Hi there,
I noticed this across my benchmarks: the first time a kernel is run, it takes longer, regardless of the usage of acc_init(0).
For each benchmark I have, I run it several times and take the average time of the executions.
I use clock() to measure time, and the main loop is basically:
for (int i=0; i<num_tests; i++) {
time_t begin = clock();
benchmark;
time_t end = clock();
}
I found out that the first iteration would take longer than the subsequent ones.
On the beginning I thought it was because I had forgotten the acc_init() in the beginning of my program, but it actually doesn’t make much of a difference.
I then supposed that the compiler was re-using the data, instead of copying it over again.
I did a small experiment: I created another input/output arrays, with different data, and performed an “empty” benchmark with the fake data before running my real benchmark.

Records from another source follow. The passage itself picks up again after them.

PR #9317, opened 2025-02-06
fix: no project owner at project creation and cleanup

### LINKED ISSUE #9182: [Bug]: Endless Errors When Creating Project & Project Grants with System User
### Preflight Checklist

### Environment

Self-hosted

### Version

2.54.8

### Database

PostgreSQL

### Database Version

16.3

The `System User` documentation shows [here](https://zitadel.com/docs/guides/integrate/zitadel-apis/access-zitadel-system-api) that a `System User` should be able to create any domain objects ("god mode") with the `IAM_OWNER` and `ORG_OWNER` roles. Although the documentation advises against this, the documentation makes this clear that it is nonetheless possible. This behaviour is a desired feature for certain requirements we have.

Using the System User (superuser) to create a Project and Project Grants (both with the Zitadel-Go SDK and REST) through the Management Service (v1 and v2), the following errors return endlessly, despite the objects being created successfully.

```bash
2025-01-14 15:34:03 time="2025-01-14T20:34:03Z" level=error msg="reduce failed" aggregate=project caller="/goapp/internal/eventstore/handler/v2/statement.go:48" error="ID=PROJ-uahkkord22 Message=Errors.NotFound" instance=302645300227473415 projection=projections.project_members4 sequence=2
2025-01-14 15:34:03 time="2025-01-14T20:34:03Z" level=info msg="process events failed" caller="/goapp/internal/eventstore/handler/v2/handler.go:413" error="ID=PROJ-uahkkord22 Message=Errors.NotFound" projection=projections.project_members4
2025-01-14 15:34:04 time="2025-01-14T20:34:04Z" level=error msg="reduce failed" aggregate=project caller="/goapp/internal/eventstore/handler/v2/statement.go:48" error="ID=PROJ-uahkkord22 Message=Errors.NotFound" instance=302645300227473415 projection=projections.project_members4 sequence=2
2025-01-14 15:34:04 time="2025-01-14T20:34:04Z" level=info msg="process events failed" caller="/goapp/internal/eventstore/handler/v2/handler.go:413" error="ID=PROJ-uahkkord22 Message=Errors.NotFound" projection=projections.project_members4
``` 

We suspect that this is occurring because the `VerifySystemToken` function [shown here](https://github.com/zitadel/zitadel/blob/d01d003a0326de8ea3102c4b28733322ac9d70cd/internal/api/authz/system_token.go#L68) is still checking for the AggregateIDs for `IAM_OWNER` and `ORG_OWNER` roles, despite these IDs not being available when the `System User` is needed for the `First Instance`. If that is the case, the documentation should make it clear that the `AggregateID` is an optional field and only available after `First Instance` deployment.

It is also possible that the project is trying to create a project owner with the SystemAPIUser, which does not exist in the database by design.

If neither of these are the reasons, we are unsure why this error occurs (in perpetuity) and would like to request support for this bug.

If this behaviour is as expected though, then "god mode" (as advertised in the documentation) needs to be changed since there are indeed limitations.

### To reproduce

1. Follow the System User configuration as shown in the official documentation.
2. Use the System User keys to generate a JWT for a client for the Zitadel-GO SDK programmatically.
3. Use this client to create a a Project and Project Grants

### Screenshots

_No response_

### Expected behavior

Error logs do not occur.

### Operating System

Device: Mac
Running Zitadel in Docker Container (linux/amd64)
```
 docker version
Client:
 Version:           27.4.0
 API version:       1.47
 Go version:        go1.22.10
 Git commit:        bde2b89
 Built:             Sat Dec  7 10:35:43 2024
 OS/Arch:           darwin/arm64
 Context:           desktop-linux
```

### Relevant Configuration

Zitadel Start Up Command in docker-compose.yaml:

```
command: 'start-from-init --init-projections --masterkeyFile pathToMasterKey --config /zitadel_config.yaml --steps /zitadel_config.yaml'
```

zitadel_config.yaml
```
SystemAPIUsers:
  - superuser:
      Path: thePathTo.pub
      Memberships:
        - MemberType: System
          Roles:
            - "SYSTEM_OWNER"
            - "IAM_OWNER"
            - "ORG_OWNER"
```

### Additional Context

_No response_

stebenz:
# Which Problems Are Solved

Project creation always requires a user as project owner, in case of a system user creating the project, there is no valid user existing at that moment.

# How the Problems Are Solved

Remove the initially created project owner membership, as this is something which was necessary in old versions, and all should work perfectly without. 
The call to add a project automatically designates the calling user as the project owner, which is irrelevant currently, as this user always already has higher permissions to be able to even create the project.

# Additional Changes

Cleanup of the existing checks for the project, which can be improved through the usage of the fields table.

# Additional Context

Closes #9182


internal/command/project.go
```diff
@@ -26,38 +26,33 @@ func (c *Commands) AddProjectWithID(ctx context.Context, project *domain.Project
...
 	}
-
-	existingProject, err := c.getProjectWriteModelByID(ctx, projectID, resourceOwner)
-	if err != nil {
-		return nil, err
-	}
-	if existingProject.State != domain.ProjectStateUnspecified {
-		return nil, zerrors.ThrowInvalidArgument(nil, "COMMAND-opamwu", "Errors.Project.AlreadyExisting")
+	if !project.IsValid() {
+		return nil, zerrors.ThrowInvalidArgument(nil, "PROJECT-IOVCC", "Errors.Project.Invalid")
```
muhlemmer, line 30: I'm not sure why we switch out `Errors.Project.AlreadyExisting` for `"Errors.Project.Invalid` here?

muhlemmer: Also on [this line](https://github.com/zitadel/zitadel/pull/9317/files#diff-acb463d04c8aeb5527493ab22b976b767b2720c182c8f5967c7e7bcd92fe502bR203) you seem to call `isProjectStateExists()` for similar purpose. Shouldn't that function be used here also?

muhlemmer (commented):
Looks good! Just 2 questions

muhlemmer (approved):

This way, if there was some sort of clever re-using of data, it wouldn’t affect my program: well, it still worked faster.
Then what I did was to change the “warm-up” benchmark to a different thing. I was doing a matrix transpose, but then I wrote a simple array copy with openacc and run that as my warm-up (the benchmark was still the transpose, but the warm-up was the copy).

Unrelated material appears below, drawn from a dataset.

PR #9332, opened 2025-02-10
feat: Add uid to few events

### LINKED ISSUE #9113: Add userId to `user.grant.changed` event payload

sirewix:
# Which Problems Are Solved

It didn’t make any difference: regardless of which warm-up, the code ran faster than the warm-up-less code.
Apparently, the first openacc invocation that happens STILL needs to perform some initialization.
Here are some numbers for the matrix transpose 8192x8192:
No warm-up: 0.362 seconds (run 5 times, max: 0.39 min: 0.32)
Accelerator Kernel Timing data
/home/lechat/tcc/transpose/src/trans_acc.c
trans
9: region entered 1 time
time(us): total=40,066 init= region=40,065
kernels=39,934
w/o init: total=40,065 max=40,065 min=40,065 avg=40,065
12: kernel launched 1 times
grid: [128x2048] block: [64x4]
time(us): total=39,934 max=39,934 min=39,934 avg=39,934
/home/lechat/tcc/transpose/src/trans_acc.c
trans
6: region entered 1 time
time(us): total=372,274 init=126,802 region=245,472
data=204,136
w/o init: total=245,472 max=245,472 min=245,472 avg=245,472
With warm-up: 0.24s (max 0.25, min 0.23)
Accelerator Kernel Timing data
/home/lechat/tcc/transpose/src/trans_acc.c
trans
9: region entered 2 times
time(us): total=80,044 init= region=80,043
kernels=79,892
w/o init: total=80,043 max=40,088 min=39,955 avg=40,021
12: kernel launched 2 times
grid: [128x2048] block: [64x4]
time(us): total=79,892 max=39,953 min=39,939 avg=39,946
/home/lechat/tcc/transpose/src/trans_acc.c
trans
6: region entered 2 times
time(us): total=563,089 init=82,602 region=480,487
data=398,955
w/o init: total=480,487 max=242,329 min=238,158 avg=240,243
My questions are:
Is there something I’m not aware?
Is this a standard/expected behaviour?
Is running a warm-up computation the right way to handle this?